Эти идеи реализма обязательно должны быть приняты во внимание для понимания целого ряда метафизических учений Средних веков; они объясня­ют также и значительнейшее учение реализма; онтологическое доказатель­ство бытия Бога, которое было установлено Ансельмом Кентерберийским, Чем больше общности, тем больше реальности. Из этого следует, что если Бог есть всеобщее существо, он в то же время есть и реальнейшее, что если он является абсолютно общей сущностью, то в то же время он есть абсолютно реальная сущность: ens realissimum. Поэтому по своему понятию он обладает не только сравнительно наибольшей реальностью, но и абсолютной реальностью, т.е. реальностью, больше и выше которой не может быть ничего мыслимо.

Но при этом на протяжении всего развития этого ряда идей, начало которого мы встречаем уже в древности, в понятие бытия неразрывно входит предикат совершенства. Степени бытия суть степени совершенст­ва; чем более что-либо существует, тем совершеннее оно, и, наоборот, чем совершеннее что-либо, тем в большей степени оно существует. Понятие высшего бытия есть в то же время понятие абсолютного совер­шенства, т.е. совершенства, выше и больше которого ничего нельзя себе представить: ens perfectissimum.

Исходя из этих посылок, Ансельм вполне справедливо заключает, что из одного понятия Бога, как всесовершеннейшего и всереальнейшего су­щества, должно быть выведено, что Он существует. Для этого Ансельм попытался прибегнуть к различным способам доказательства. В своем Monologium он следует древнему космологическому аргументу, что если бытие вообще существует, то вместе с тем должно быть допущено и высшее, абсолютное бытие, из которого заимствует свое бытие все су­ществующее и которое существует само по себе, в своей собственной сущности. Тогда как все единичное бытие может быть мыслимо и несущес­твующим и потому обязано реальностью своей сущности не самому себе, а другому (абсолютному), совершеннейшее мыслимо только как сущест­вующее и существует, таким образом, в силу своей собственной природы. Сущность Бога (и только Бога) заключает в себе его сущест­вование. Жизненным нервом этого доказательства является, таким обра­зом, элеатская идея: бытие есть и может быть мыслимо только существующим.

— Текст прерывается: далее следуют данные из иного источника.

PR #5610, opened 2025-06-30
chore: enhance yaml loading arbitrary options in LlmArgs

Superjomn:
Enhance the YAML loading in LLM, and it can accept any knobs now.

### DIFF
--- a/tensorrt_llm/llmapi/llm_args.py
+++ b/tensorrt_llm/llmapi/llm_args.py
@@ -1937,15 +1937,9 @@ def update_llm_args_with_extra_dict(
         "quant_config": QuantConfig,
         "calib_config": CalibConfig,
         "build_config": BuildConfig,
-        "kv_cache_config": KvCacheConfig,
         "decoding_config": DecodingConfig,
         "enable_build_cache": BuildCacheConfig,
-        "peft_cache_config": PeftCacheConfig,
-        "scheduler_config": SchedulerConfig,
         "speculative_config": DecodingBaseConfig,
-        "batching_type": BatchingType,
-        "extended_runtime_perf_knob_config": ExtendedRuntimePerfKnobConfig,
-        "cache_transceiver_config": CacheTransceiverConfig,
         "lora_config": LoraConfig,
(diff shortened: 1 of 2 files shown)


tensorrt_llm/llmapi/llm_args.py
```diff
@@ -1937,15 +1937,9 @@ def update_llm_args_with_extra_dict(
         "quant_config": QuantConfig,
         "calib_config": CalibConfig,
         "build_config": BuildConfig,
-        "kv_cache_config": KvCacheConfig,
```
FrankD412, line 1940: To make sure I'm clear, this is because these can be feed to the underlying pydantic `BaseModel` directly without any special handing right?

Superjomn: Yes, you are right. The remaining ones are not Pydantic, thus we leave them there to do explicit parsing.

tests/unittest/llmapi/test_llm_args.py
```diff
@@ -40,27 +40,100 @@ def test_LookaheadDecodingConfig():
...
+
+        llm_args = TrtLlmArgs(model=llama_model_path)
+        llm_args_dict = update_llm_args_with_extra_dict(llm_args.to_dict(),
+                                                        dict_content)
+        with pytest.raises(ValueError):
+            llm_args = TrtLlmArgs(**llm_args_dict)
+
+    def test_llm_args_with_build_config(self):
+        # build_config isn't a Pydantic
+        yaml_content = """
```
kaiyux, line 87: Nit: Should we just use dict to simplify the test implementation? `update_llm_args_with_extra_dict` does not accept raw yaml file anyway.

kaiyux (approved):

FrankD412 (approved):

tests/unittest/llmapi/test_llm_args.py
Superjomn: With a raw YAML string, I just hope to confirm that those strings are as expected.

Пытаясь упростить и обособить эту идею, Ансельм лишь запутал ее. В Proslogium он изложил (так называемое онтологическое в собственном смысле слова) доказательство, что без всякого отношения к бытию других вещей уже простое понятие совершеннейшего существа содержит в себе его реальность. Когда это понятие становится объектом мышления, оно обладает психической реальностью: всесовершеннейшее существо су­ществует в сознании (esse in intellectu). Если бы это существо существо­вало лишь в сознании, а не в метафизической действительности (esse

246

etiam in re), то, очевидно, было бы мыслимо еще более совершенное существо, обладающее не только психической, но и метафизической реальностью, и вместе с тем это существо было бы всесовершеннейшим. Таким образом, понятие совершеннейшего существа (quo maius cogitare nоn potest) заключает в себе, что оно обладает не только воображаемой, но и абсолютной реальностью.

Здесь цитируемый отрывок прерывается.